個人プロジェクトとして制作されている本作であるが、Weech氏は大の任天堂ファン。そうした影響もあってか本作は、『ゼルダの伝説 BotW』の影響を受け作られている。ビジュアルから戦闘システム、フィールドデザイン、そしてサウンドまで『ゼルダの伝説 BotW』の影響を感じさせる。そして城においても、影響を受けているという。


本作では、まずダンジョンとして登場する城であるが、クリアしたお城ダンジョンは投資をすることでなんと栄えていく。城についてはビルドツールにてエディットできるようで、石を取り除いたり木を植えたりすることが可能で、投資を続けていくことで、禍々しかった城は賑やかな城下町へと発展する。投稿された動画では、紫のオーラをまとった城が、美しく変わっていく姿が映し出されている。確かにハイラル城をヒントにしていることがうかがえるだろう。

『ゼルダの伝説 BotW』から影響を受ける作品は、最近になりその数を増やしつつある。インディーゲームとしては、『Pine』に『Decay of Logos』、『Windbound』などがあげられる。『Decay of Logos』や『Windbound』については、野心にシステム面が追いついておらず、調整不足が指摘され評価を落としている。独自の要素を打ち出せていないことも、両作に共通する点だ。一方で、『Pine』は種族間の対立などをベースとし、一定の評価を獲得。また発表当初はその類似性が指摘されていた『クラフトピア』や『原神』は、『ゼルダの伝説 BotW』から影響を受けながらも独自の方向性を打ち出しており、インスパイアに収まらないブランディングが進められている印象だ。
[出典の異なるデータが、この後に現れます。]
PR #634, opened 2019-02-15
Add explicit assert to get_permutated_index

paulhauner:
## What

Add an explicit assertion that the list size is within the bounds of the shuffler.

## Why

There is an implicit assert in `int_to_bytes4` but I don't think it' immediately obvious.

To find it you would need to be thinking about how Python handles `x.to_bytes(len, ..)` when `x >= 2**(len * 8)`.

Also, it illustrates the bounds of the algorithm.

## Additional Info

You could `assert SHUFFLE_ROUND_COUNT < 2**8` for `int_to_bytes1` but it's a constant so I omitted that.

### DIFF
--- a/specs/core/0_beacon-chain.md
+++ b/specs/core/0_beacon-chain.md
@@ -745,7 +745,7 @@ def get_permuted_index(index: int, list_size: int, seed: Bytes32) -> int:
     See the 'generalized domain' algorithm on page 3.
     """
     assert index < list_size
-    assert list_size < 2**24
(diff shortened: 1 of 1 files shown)


JustinDrake:
Can we go up to `list_size <= 2**40` (4 bytes + 1 byte from the `// 258`).

paulhauner:
Oh yeah, sorry my bad.

I did `2**32 / 256 == 2**24` instead of `2**32 * 256 == 2**40`.

I'll change it now

PR #638, opened 2019-02-15
Remove hashing bottleneck from swap or not

JustinDrake:
Optimise hashing in swap or not:

1) `hash(seed + int_to_bytes32(round))` can now be computed once and cached for all values of `round` (90 of them).
2) `hash(int_to_bytes32(position // 256))` can be precomputed and cached for all relevant values of `position`. Even with 4,000,000 validators that's only 0.5MB (!!!) of cached data.

I also use `int_to_bytes32` instead of `int_to_bytes1` and `int_to_bytes4` to be more generic.

### DIFF
--- a/specs/core/0_beacon-chain.md
+++ b/specs/core/0_beacon-chain.md
@@ -747,10 +747,10 @@ def get_permuted_index(index: int, list_size: int, seed: Bytes32) -> int:
     assert index < list_size
     
     for round in range(SHUFFLE_ROUND_COUNT):
-        pivot = bytes_to_int(hash(seed + int_to_bytes2(round))[0:8]) % list_size
+        pivot = bytes_to_int(hash(seed + int_to_bytes32(round))[0:8]) % list_size
         flip = (pivot - index) % list_size
         position = max(index, flip)
-        source = xor(hash(seed + int_to_bytes2(round)), hash(int_to_bytes32(position // 256)))
+        source = xor(hash(seed + int_to_bytes32(round)), hash(int_to_bytes32(position // 256)))
         byte = source[(position % 256) // 8]
         bit = (byte >> (position % 8)) % 2
         index = flip if bit else index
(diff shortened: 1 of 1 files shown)


vbuterin:
Are we sure this is safe? This seems scary to me; in particular, `xor(bit for position 1, bit for position 2)` would now be always the same at least within a given round (I think), and this seems like it could introduce a lot of predictability and would definitely break the provable security.

vbuterin:
And if we can't find a crazy optimization of this type that's fine, then keeping int_to_bytes1 and int_to_bytes4 is prudent; it keeps the data to be hashed well under 64 bytes, making it likely to fit into one block (of whatever the hash function is).

vbuterin:
I don't think shuffling is that bad in the grand scheme of things; the overhead is only ~11 bytes of hashing per validator per epoch, which is about the same as recalculating validator balances.

vbuterin:
One _implementation-level optimization_ that can be done to cut hashing down by 50% is to only compute the hash bits for the portions of the values that correspond to feasible outputs of `max(x, pivot - x)` (ie. `pivot/2.....pivot` and `n/2+pivot/2.....n`); I don't think anyone has done that yet.

protolambda:
> One _implementation-level optimization_ that can be done to cut hashing down by 50% is to only compute the hash bits for the portions of the values that correspond to feasible outputs of `max(x, pivot - x)` (ie. `pivot/2.....pivot` and `n/2+pivot/2.....n`); I don't think anyone has done that yet.

@vbuterin Thought of that, done that, just a few days ago :smile:

Also implemented it in such a way that you don't have to do the same hash twice, but also don't have to allocate a cache.

Implementation + more explanation here:
https://github.com/protolambda/eth2-shuffle

Probably still an off-by-1 bug or two lurking somewhere, going to check with test-vectors later.

PR #641, opened 2019-02-16
Fix out-of-bounds in `get_shuffling`

paulhauner:
## What

Change `get_shuffling(...)` so it gives shuffles using an _index_ of `active_validator_indices` instead of a _value_ of `active_validator_indices`.

## Why

The following fails with a `IndexError: list index out of range`:

```python
validator_indices = [
    0,    # inactive
    1,    # active
    2,    # inactive
    3,    # active
]

# ... therefore ...

active_validator_indices = [
    1,    # active
    3,    # active
]

def get_permuted_index(i, length):
    return i

shuffled_active_validator_indices = [
        active_validator_indices[get_permuted_index(i, len(active_validator_indices))]
        for i in active_validator_indices
]
```

Whereas this does not:

```python
shuffled_active_validator_indices = [
        active_validator_indices[get_permuted_index(i, len(active_validator_indices))]
        for i in range(len(active_validator_indices))
]
```

### DIFF
--- a/specs/core/0_beacon-chain.md
+++ b/specs/core/0_beacon-chain.md
@@ -795,7 +795,7 @@ def get_shuffling(seed: Bytes32,
                   validators: List[Validator],
                   epoch: Epoch) -> List[List[ValidatorIndex]]
     """
-    Shuffle (seeded by ``seed`` and ``epoch``) active validators and split into crosslink committees.
+    Shuffle active validators and split into crosslink committees.
     Return a list of committees (each a list of validator indices).
     """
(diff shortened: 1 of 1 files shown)


JustinDrake:
@djrtwo Are we no longer seeding with `epoch`?

djrtwo:
We moved `epoch` into the mix in `generate_seed` rather than on the fly in `shuffle`. This was clearer and still accomplishes the goal of ensuring that the shuffling changes at points of reshuffling even in the case that no new randao reveals occur.

Issue #626, opened 2019-02-14
The integer debate


protolambda:
Follow up issue after earlier gitter chat and implementers call today (https://github.com/ethereum/eth2.0-pm/issues/29)

To pick the best solution, we need a more structural approach, and list the arguments for each "problem-class".

Note that I highlight Java and javascript as special considerations, due to the different support for integers than most other languages provide.

**Go, Rust, Swift, Nim all support signed/unsigned 32/64 bit numbers.**

## Problem classes

1) Slot numbers
2) Validator indices
3) Balances

## Slot numbers

Range here: 1 slot per 6 seconds, for a few thousand years (could upgrade earlier...) = approx. `1000*365*24*60*60/6=5,256,000,000`.

Signed numbers: No. However, there is a case for the first few epochs, where logic is looking back at old history, beyond the genesis. This could potentially result in an underflow.

Ways to catch the underflow:
- `x < 0`: signed number check
- `x < genesis_slot`, with `genesis_slot >> 0` (i.e. sufficiently large offset from 0.) One potential offset is `1 << 63`, **_effectively simulating a signed number_** (but worse: sign bit inverted, if you think of it as two's complement), but not human readable in decimal base. If this becomes the "blocknumber" of the future, we want it to be readable, right?

If we don't care about very long-term consistency, we can go for 32 bits. It seems unnecessary however, as there's more range available to every language/platform. E.g. we could even opt for an imaginary 48 bit (un)signed integer.

### Javascript

Highlight from earlier gitter chat:

> Well, if we're not using the higher bits (i.e. [53, 63]) of the signed 64 bit number for the next ~ 800K years, javascript can just keep using 52 bit mantissa based numbers (the 11 unused bits being the exponent part of the float). And then we can choose for a signed 64 bit number. With genesis at a clean 0.

I.e. by exploiting the range of slot numbers, we could choose for a 64 bit number (signed or unsigned), and have it be compatible with the 52 bit (excl. sign bit) range of javascript float-based (i.e. mantissa) integers.

Alternative would be to use big-numbers, like the alternative that Java also has, see below.

### Java

[...]

PR #642, opened 2019-02-16
Change if statements in get_crosslink_committes

### LINKED ISSUE #639: get_crosslink_committees reads previous_seed during genesis_epoch
### Summary

During `GENESIS_EPOCH`, `get_crosslink_committees_at_slot(..)` reads `state.previous_shuffling_epoch` when `epoch == current_epoch`.

### Detail

`get_crosslink_committees_at_slot(...)` first checks for `epoch == previous_epoch`, then checks for `epoch == current_epoch`.

During the genesis epoch, `current_epoch == previous_epoch` and the function so uses `state.previous_shuffling_epoch == ZERO_HASH` for shuffling.

During the next epoch (`GENESIS_EPOCH + 1`), when you wish to get the shuffling for `GENESIS_EPOCH`, you also trigger the `current_epoch == previous_epoch` path. However, `state.previous_shuffling_epoch != ZERO_HASH` anymore -- it is now the value that was set during `get_genesis_beacon_state(...)` (a.k.a. `current_shuffling_seed` during `GENESIS_EPOCH`).

## Proposed Solutions

1. (Preferred) Swap the `if` statements for so we first check for `epoch == current_epoch`, then `epoch == previous_epoch`.
2. (Seems wrong) During `get_genesis_beacon_state(..)`  ensure `state.previous_shuffling_seed` is also set to `generate_seed(state, GENESIS_EPOCH)`.

paulhauner:
Fixes #639.

### DIFF
--- a/specs/core/0_beacon-chain.md
+++ b/specs/core/0_beacon-chain.md
@@ -879,16 +879,16 @@ def get_crosslink_committees_at_slot(state: BeaconState,
 
     assert previous_epoch <= epoch <= next_epoch
 
-    if epoch == previous_epoch:
-        committees_per_epoch = get_previous_epoch_committee_count(state)
-        seed = state.previous_shuffling_seed
-        shuffling_epoch = state.previous_shuffling_epoch
-        shuffling_start_shard = state.previous_shuffling_start_shard
-    elif epoch == current_epoch:
+    if epoch == current_epoch:
         committees_per_epoch = get_current_epoch_committee_count(state)
         seed = state.current_shuffling_seed
         shuffling_epoch = state.current_shuffling_epoch
         shuffling_start_shard = state.current_shuffling_start_shard
+    elif epoch == previous_epoch:
+        committees_per_epoch = get_previous_epoch_committee_count(state)
+        seed = state.previous_shuffling_seed
+        shuffling_epoch = state.previous_shuffling_epoch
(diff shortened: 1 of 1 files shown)


JustinDrake:
Why doesn't `get_previous_epoch(state)` always return `get_current_epoch(state) - 1`?

djrtwo:
^ remnant from when we started epoch at 0.
We should not resolve #626 before we modify `get_previous_epoch`. Seems like people want to see epochs/slots to start at 0

JustinDrake:
I see three ways to prevent underflows:

1) Add a bunch of subtle and crufty `if` special cases across the codebase. We already tried this and In hindsight it feels like the wrong way forward.
2) As suggested in #626, use `int64` (as opposed to `uint64`) for `slot` and `epoch` and start with `GENESIS_SLOT = 0`. Definitely better than 1) but maybe not quite as clean as 2).
3) Have `GENESIS_SLOT` be large enough. It was my mistake to not realise that `2**63` would cause complications with Java and it's unfortunate there's no obvious choice. My latest proposal is `2**n * SECONDS_PER_DAY/SECONDS_PER_SLOT` where `n` is the smallest sufficiently large exponent.

djrtwo:
@paulhauner #655 addresses this immediate issue. I'm combing the spec to make sure that the initial previous epoch being before genesis_epoch doesn't open up any unexpected new bugs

『Holomento』は、ローグライク要素や世代間の引き継ぎという要素を取り入れている。銃器や魔法を導入しつつ、ドッジロールを駆使し戦うダイナミックな戦闘システムも持ち味になりそうだ。ハイラル城から影響を受けた城仕様も含め、任天堂のオープンワールドゲームの影響を受けつつ、しっかりと考えながら参考とする要素を取捨選択しているようだ。やりごたえのあるゲームとして作られている一方で、短時間でゲームをクリアできるようにも作られているという。そうした点も、“ハイラル城要素”と言えそうだ。『ゼルダの伝説 BotW』のインスパイアゲームも、多様化しつつあることがうかがえる。


『Holomento』は、PC(Steam)向けに2021年第2四半期に早期アクセス配信予定。開発者であるSean Weech氏が、大手IT会社に務めながら空き時間に作っている。2020年12月にはKickstarterにて資金を募る予定とのことで、完成まではまだしばらく時間が必要になるだろう。